SUPPLIED INFORMATION: Begin
Issue #599, opened 2024-08-28
Change Lotus Miner Participation API to avoid equivocations


Kubuxu:
The current API does not prevent equivocations if requests are mirrored

Kubuxu:
Discussed: change the paticipation API to be per-instance, and both lotus and miner code should remember that leases were givinen out.
We need to give out future instance as well.

PR #663, opened 2024-09-26
Simplify participant locking and expose current GPBFT progress

### LINKED ISSUE #658: Simplify mutex protected current instance in host and participant using progress observer
Review and simplify the mutex protected reference to current instance in `Participant` and `Host` implementations by reusing the progress update mechanism introduced as part of #657. 

Ideally, we should be able to get rid of `instanceMutex` entirely, and as a bonus  provide a progress API to Lotus which we would probably need in the future.

[Original context](https://github.com/filecoin-project/go-f3/pull/657#discussion_r1771370895).

masih:
The host implementation needs to know the progress of the current instance for certificate storage and catch up purposes. As a result the current instance must be safe to read from multiple goroutines. This was achieved by a dedicated mutex that synchronised all access to the current instanceID.

Separately, validation logic requires to know how far the current instance has progressed in order to effectively validate incoming messages.

The changes here simplify the locking by unifying the logic for checking the progress of an instance: both validator and host can now get the latest progress from the participant that is safe for concurrent use. This is achieved by moving the progress observer mechanism out of validator and into the participant, while introducing the concept of `gpbft.Progress` a function that returns the current instance, round and phase.

As part of this change, Lotus integration can now get the current round and phase as well as current instance, which is useful for self equivocation checking as well as debugging purposes.

Fixes #658
Relates to #599

### DIFF
--- a/gpbft/participant.go
+++ b/gpbft/participant.go
@@ -9,6 +9,7 @@ import (
 	"sync"
 	"time"
 
+	"github.com/filecoin-project/go-f3/internal/caching"
 	logging "github.com/ipfs/go-log/v2"
 	"go.opentelemetry.io/otel/metric"
 )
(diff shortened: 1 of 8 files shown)


gpbft/participant.go
```diff
@@ -48,7 +42,19 @@ type Participant struct {
...
+	// instance exists.
+	progression *atomicProgression
+	// messageCache maintains a cache of unique identifiers for valid messages or
+	// justifications that this Participant has received since the previous instance.
+	// It ensures that only relevant messages or justifications are retained by
+	// automatically pruning entries from older instances as the participant
+	// progresses to the next instance.
+	//
+	// See Participant.finishCurrentInstance, Participant.validator.
+	messageCache *caching.GroupedSet
```
masih, line 56: I ended up pulling this back into participant, so that on finish instance we can call it to evict older messages.

I think having this in Participant might come handy for implementing optimisations or equivocation protections that require cross-round or cross-instance state of received messages.

Stebalien (approved):

PR #667, opened 2024-09-27
Reduce GOGC in fuzz tests

### LINKED ISSUE #666: Investigate sporadic fuzz failures with exit code 143
The exit code 143 signals that the process was killed by `SIGTERM`. This happens when the process oversteps its maximum granted resources, most commonly memory.

We are observing this kind of failure more now. We can either reduce GO_GC  to have fuzz running a bit slower or use self-hosted runners with higher resource limit per CI job.

masih:
Investigate false negative fuzz test failures due to hitting memory limit by reverting GOGC back to default 100.

Fixes #666

### DIFF
--- a/.github/workflows/go-fuzz.yml
+++ b/.github/workflows/go-fuzz.yml
@@ -21,6 +21,7 @@ jobs:
       - name: Fuzz
         env:
           FUZZTIME: 30s
+          GOGC: '100'
         run: make fuzz
       - name: Upload fuzz failure seed corpus as run artifact
         if: failure()


masih:
Repeated fuzzing [3 times](https://github.com/filecoin-project/go-f3/actions/runs/11067775266/job/30752747703) with the changes here and the time it take for the fuzzing to run is more or less the same as the time it takes on `main`. 

All three attempts succeeded.

Stebalien (approved):

PR #670, opened 2024-09-27
Refactor F3 tests

Stebalien:
This refactors the F3 tests to make them work a bit more reliably. Specifically:

1. It ensures that the initial manfest given to the F3 nodes and the initial manifest given to the dynamic manifest server are the same to avoid a spurious update.
2. It fixes the network names.
3. It switches to a builder pattern (ish) for defining test setups. This will help me  in a test I'm currently writing.

### DIFF
--- a/f3_test.go
+++ b/f3_test.go
@@ -37,21 +37,16 @@ var ManifestSenderTimeout = 30 * time.Second
 
 func TestF3Simple(t *testing.T) {
 	t.Parallel()
-	env := newTestEnvironment(t, 2, false)
-
-	env.connectAll()
-	env.start()
+	env := newTestEnvironment(t).withNodes(2).start()
 	env.waitForInstanceNumber(5, 10*time.Second, false)
 }
 
 func TestF3WithLookback(t *testing.T) {
 	t.Parallel()
-	env := newTestEnvironment(t, 2, true)
-	env.manifest.EC.HeadLookback = 20
-	env.updateManifest()
+	env := newTestEnvironment(t).withNodes(2).withManifest(func(m *manifest.Manifest) {
+		m.EC.HeadLookback = 20
+	}).start()
 
-	env.connectAll()
-	env.start()
 	env.waitForInstanceNumber(5, 10*time.Second, false)
 
 	// Wait a second to let everything settle.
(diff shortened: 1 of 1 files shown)


f3_test.go
```diff
@@ -37,21 +37,16 @@ var ManifestSenderTimeout = 30 * time.Second
...
 	env.waitForInstanceNumber(5, 10*time.Second, false)
 }
 
 func TestF3WithLookback(t *testing.T) {
 	t.Parallel()
-	env := newTestEnvironment(t, 2, true)
-	env.manifest.EC.HeadLookback = 20
-	env.updateManifest()
+	env := newTestEnvironment(t).withNodes(2).withManifest(func(m *manifest.Manifest) {
+		m.EC.HeadLookback = 20
```
Stebalien, line 47: It's now possible to mutate the manifest before constructing the f3 nodes, avoiding the need for a dynamic manifest.

f3_test.go
```diff
@@ -74,12 +69,12 @@ func TestF3WithLookback(t *testing.T) {
...
 
-	// Now make sure we've advanced by significantly less than 100 instances.
-	// We want to make sure we're not racing.
+	// Now make sure we've advanced by less than 100 instances. We want to make sure we're not
+	// racing.
 	cert, err = env.nodes[0].f3.GetLatestCert(env.testCtx)
 	require.NoError(t, err)
 	require.NotNil(t, cert)
-	require.Less(t, cert.GPBFTInstance, uint64(80))
+	require.Less(t, cert.GPBFTInstance, uint64(90))
```
Stebalien, line 77: This was constantly flaky.

f3_test.go
```diff
@@ -385,87 +422,59 @@ func (e *testEnv) advance() {
...
-				return false
-			}
-		}
-		return true
-	}, timeout)
+	return e
 }
 
-func newTestEnvironment(t *testing.T, n int, dynamicManifest bool) *testEnv {
+func newTestEnvironment(t *testing.T) *testEnv {
```
Stebalien, line 433: This no longer constructs any nodes.

f3_test.go
```diff
@@ -385,87 +422,59 @@ func (e *testEnv) advance() {
...
-	for i := 0; i < n; i++ {
-		env.initNode(i, manifestServer)
-	}
-
 	return env
 }
 
-func (e *testEnv) initNode(i int, manifestServer peer.ID) {
-	n, err := e.newF3Instance(i, manifestServer)
+func (e *testEnv) addNode() *testNode {
```
Stebalien, line 465: This creates a test node but doesn't actually construct the F3 instance. That happens when `init` and/or `start` is called, giving us a chance to mess with the manifest/ec/etc.

f3_test.go
```diff
@@ -496,10 +505,49 @@ func (e *testEnv) waitForNodesStopped(timeout time.Duration) {
 	e.waitFor(f, timeout)
 }
 
-func (e *testEnv) start() {
+// Connect & link all nodes. This operation is idempotent.
+func (e *testEnv) connectAll() *testEnv {
```
Stebalien, line 509: Equivalent to the old code, just simpler.

masih (approved):

PR #673, opened 2024-09-30
Expose access to progress on f3 runner

masih:
The root F3 instance holds reference to the `gpbftRunner`, not `gpbftHost`. To allow access to current progress from Lotus, move the `Progress` implementation to runner and expose at root `F3` type.

Part of #599


Stebalien (approved):
LGTM but needs a rebase.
SUPPLIED INFORMATION: End
- WORK ORDER -
How many lines in the records above hold the string "advanced"? Only the number is wanted.

- RESPONSE AREA -
2